## Action item:
Should a line in the entries below contain "variable", return that line.
+++ Given entries
PR #145, opened 2015-09-02
Integrate contivModel and dockplugin into netplugin

shaleman:
Here is the new pull request with squashed commits..

This changes brings in contivModel and dockplugin into netplugin.

With this change you can create network using contivModel and start doing "docker run --publish-service foo.network". Netmaster creates a default tenant and a "private" network at boot up. So, you can just start netmaster/netplugin and immediately start running containers with "docker run --publish-service foo.private" which starts containers in a private vxlan overlay without any additional config.

Unfortunately, this works only on the host where net master is running since dockplugin still tries to use netdcli to talk to netmaster on localhost. Next phase of this change will remove this dependency and introduce an RPC between dockplugin and remote netmaster.

Summary of changes:

Integrate contivModel
merge dockplugin into netplugin. Change dockplugin to use .sock instead of .spec registration.
Move to Veth pairs instead of OVS internal ports
automatically create networks in docker daemon based on contivModel
Query docker daemon using REST interface for network and endpoint parameters during endpoint creating
Bring in libnetwork and associated libraries as godeps.
temporarily Import libnetwork client library from coreOs guys till its merged into libnetwork.


erikh:
in general, please make sure you are using this syntax whenever possible:

```go
if err := callThatErrors(); err != nil {
  panic(err)
}
```

Instead of:

```go
err := callThatErrors()
if err != nil {
  panic(err)
}
```

This reduces the necessity of `err` living in the outer scope, which isn't really a huge deal until you start to re-use err. Then, it becomes dangerous if you don't handle every set of err properly, so your checks don't validate old error conditions.

I can give some examples if you want, but please review your code and make the changes -- we do it elsewhere and I'll get around to fixing those cases eventually, but we should do this for new code.

erikh:
I'll need some more time for this, can we avoid merging this until tomorrow?

shaleman:
Incorporated review comments PTAL.
@erikh: I'll hold the merge till tomorrow. PTAL when you get a chance..

shaleman:
Folks, if there are no further comments, i'll merge this change tonight.

erikh:
I would really like it if this was corrected to use the `if err := ` syntax and all error cases were checked. Please do not merge it until this is done. I have also not made time to review the full source yet, I will tonight.

mapuri:
I agree that we need to follow a common code convention (not just for this project but across all our projects). It will help code look consistent no matter whether we have one or several contributors working on a project. 

How about we follow these (I have seen folks refer these in code review comments in some other projects): https://github.com/golang/go/wiki/CodeReviewComments. 

Regarding scoping of variables: note that the code review guidelines don't explicitly dictate scoping of variables, as there is nothing technically wrong with giving every variable a larger scope than it requires. Usually I have found (and seen it followed in other projects) that code is more readable if the variable (like `err`) can be scoped to a smallest block possible (like an `if` block in this case). So may be we just follow it wherever we can while following the code indent guideline (https://github.com/golang/go/wiki/CodeReviewComments#indent-error-flow)?

Regarding error checks: the review guidelines have something to say about it (https://github.com/golang/go/wiki/CodeReviewComments#handle-errors) and I agree we should follow it strictly.

Thinking back, I have myself violated these guidelines a few times. But may be we can all agree that we follow them and also cleanup wherever we find them amiss in existing code.

my $0.02

erikh:
https://github.com/golang/go/wiki/CodeReviewComments#indent-error-flow

erikh:
Actually, nevermind. I'm not going to fight with you guys. If you want to do it this way, so be it, even though nobody else does it and neither of you have provided any rationale as to why you do it this way.

mapuri:
@erikh I am agreeing with you but may be it didn't come out well it my comment :relaxed: 

The rationale for keeping scope of variables limited is **readability** (which is I believe you are also asking for) and since golang allows variable definition within the conditional I think we should use that feature.

erikh:
Why was this merged? It needs to be fixed.

PR #146, opened 2015-09-06
create the default gateway for auto-allocated subnets

jainvipin:
The fix creates a default gateway to be the last valid unicast IP address in the subnet. Configures the gateway in 'non dockcontivnet' environment.

PTAL


erikh:
LGTM, but I'm not 100% sure of how the logic should flow here, just used my best intuition.

jainvipin:
@erikh - the change will mainly allow for containers to use routers for external connectivity

netmaster/master/netmaster.go
```diff
@@ -501,17 +501,26 @@ func CreateNetwork(network intent.ConfigNetwork, stateDriver core.StateDriver, t
...
 			return err
 		}
+		subnetIsAllocated = true
 	}
 
 	nwCfg.DefaultGw = network.DefaultGw
-	if nwCfg.DefaultGw == "" {
-		// TBD: allocate per global policy
+	// For auto derived subnets assign gateway ip be the last valid unicast ip the subnet
+	if nwCfg.DefaultGw == "" && subnetIsAllocated {
```
mapuri: I am wondering, how will this work when a container has two interfaces(aka endpoints) in different networks. I think if we derive a default-gw for both networks then this will break.

May be instead of default-gw, we should have gateway per network. And then have a tenant level default-gw config?

Also is it possible to have a few tests for this?

jainvipin: Good point @mapuri. In case there are multiple interfaces, even though it assigns the default gateway to both interfaces, the one added afterwards is going to overwrite the previous one. What we need is a mechanism that can allow specifying which one is the default interface among multiple. Can that be done as a separate PR?

About unit tests: mostly the routines being used (like GetSubnetIP, etc.) are unit tested. I am using them to generate default Gw. Should I move this code inside a function? That way a unit test can be written for the default gw/allocation.

mapuri: > What we need is a mechanism that can allow specifying which one is the default interface among multiple. Can that be done as a separate PR?

Sure, this change, though small, adds a feature imo. I am not sure if we should add just a part of feature, but up to you.

> About unit tests:

@jainvipin I actually meant adding a few system-tests. I was thinking we should be able to test this feature may be by a ping to default-gateway or routing between networks?

jainvipin: > Sure, this change, though small, adds a feature imo. I am not sure if we should add just a part of feature, but up to you.

I can attempt to define a new attribute that allows for tagging an endpoint as 'default'. Doing so would also mean that if there is only one interface this is not needed because that is the default interface.
Also note that this is only a problem when not integrating with dockcontivnet, because libnetwork takes care of adding the only interface as a default interface.

> @jainvipin I actually meant adding a few system-tests. I was thinking we should be able to test this feature may be by a ping to default-gateway or routing between networks?

We have routed-mode and bridge mode: 
- This change is for bridged mode, for example in ACI, where we can punt all traffic up and need default gateway there. For 'bridged mode' to test this I may have to simulate an external router that is outside. We need to cover those perhaps as part of those end-to-end system tests.
- In routed mode, @shaleman can confirm that we are already adding the default gateway appropriately, otherwise 'any to any' connectivity wouldn't work. I need to check if he is adding a default route and if so, can that be combined with this change.

mapuri: > Doing so would also mean that if there is only one interface this is not needed because that is the default interface.

I think this more of a state modelling decision. I am fine tagging an endpoint with a flag or having a tenant level flag. I feel latter needs less error checking but am completely ok with either as long as we test :)

>Also note that this is only a problem when not integrating with dockcontivnet, because libnetwork takes care of adding the only interface as a default interface.

I think libnetwork also depends on the driver to return the default gateway, so we need to solve this there as well.

> This change is for bridged mode, for example in ACI,  ... We need to cover those perhaps as part of those end-to-end system tests.

I am completely ok if we are deciding to add them later. But usually it might be a good practice to back every functionality with tests otherwise we risk having breakages as more changes come in.

jainvipin: > I think this more of a state modelling decision. I am fine tagging an endpoint with a flag or having a tenant level flag. I feel latter needs less error checking but am completely ok with either as long as we test :)

I understand tagging an endpoint as default, however I am not sure what you mean by 'tenant level flag'. How would, In your opinion, a tenant level flag be sufficient? Perhaps indicating that 'choose the first one as default' or 'choose the public-network leg as default'.
Can you shed some more light on what might be needed there?

In discussion with @shaleman it seems like we are covered for 'routed mode' forwarding because the subnet and gw are required elements there in the rest APIs. And it doesn't conflict with my change because the allocation of default gw only happens if subnet itself is dynamically allocated.

> I am completely ok if we are deciding to add them later. But usually it might be a good practice to back every functionality with tests otherwise we risk having breakages as more changes come in.

The ACI system testing is outside the scope of this change for sure. Because there are more elements needed in other repos that I am pushing the diffs in.

mapuri: > How would, In your opinion, a tenant level flag be sufficient? Perhaps indicating that 'choose the first one as default' or 'choose the public-network leg as default'.

I meant have tenant level default-gw config. The complexity with allowing a default-gateway per endpoint (`tagging an endpoint as default`) is that due to ordering of things (which endpoint comes first or later), it becomes tricky to consistently come up with same gateway value or fail in a consistent manner.

jainvipin:
@mapuri, @shaleman PTAL:
- added default 'network' as we discussed
- default network is added automatically when not specified to be the first available network
- if the network is removed, it is withdrawn as a default network
- added unit/system tests around this functionality

netmaster/master/netmaster.go
```diff
@@ -501,17 +498,34 @@ func CreateNetwork(network intent.ConfigNetwork, stateDriver core.StateDriver, t
...
+	defaultNwName, err := gCfg.AssignDefaultNetwork(network.Name)
+	if err != nil {
+		log.Errorf("error assigning the default network. Error: %s", err)
+		return err
+	}
+
+	if network.Name == defaultNwName {
+		nwCfg.DefaultGw = network.DefaultGw
+		// For auto derived subnets assign gateway ip be the last valid unicast ip the subnet
+		if nwCfg.DefaultGw == "" && subnetIsAllocated {
```
mapuri: just wondering, if this check is really required here.

Would `subnetIsAllocated` be false when there is a user-defined gateway provided? If so, I think in either case can treat it as a default gateway, right?

systemtests/singlehost/sanity_test.go
```diff
@@ -194,3 +195,72 @@ func TestSingleHostMultiVlanPingFailure_sanity(t *testing.T) {
 		utils.DockerCleanup(t, node, "myContainer2")
 	}()
 }
+
+// Default Network Assignment and freeing
+func TestSingleHostDefaultNetwork_sanity(t *testing.T) {
```
mapuri: It might be good to test the following:

- verify the `ip route` shows the default gateway as the one corresponding to `orange` network.
- And that when default-network is removed that `ip route` no longer has default gateway set.

netmaster/master/netmaster.go
jainvipin: @mapuri - as we talked, I will keep this as is for now

mapuri: yes, sounds good @jainvipin

systemtests/singlehost/sanity_test.go
jainvipin: Sure, will add the test case for `ip route` based confirmation as seen by the container. On the other hand, for the removal of the network, few questions popped up:
- We do not implicitly delete the endpoints when a network is deleted this means we'll not remove the associated default route as well.

So, perhaps we should take the endpoint deletion upon network deletion separately. For this, I can ensure that endpoint deletion removes the default route.

-

mapuri: sounds good.

jainvipin: @mapuri - PTAL

mapuri:
LGTM

Please squash and merge once sanity passes.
++++++
## Answer space:
Regarding scoping of variables: note that the code review guidelines don't explicitly dictate scoping of variables, as there is nothing technically wrong with giving every variable a larger scope than it requires. Usually I have found (and seen it followed in other projects) that code is more readable if the variable (like `err`) can be scoped to a smallest block possible (like an `if` block in this case). So may be we just follow it wherever we can while following the code indent guideline (https://github.com/golang/go/wiki/CodeReviewComments#indent-error-flow)?
The rationale for keeping scope of variables limited is **readability** (which is I believe you are also asking for) and since golang allows variable definition within the conditional I think we should use that feature.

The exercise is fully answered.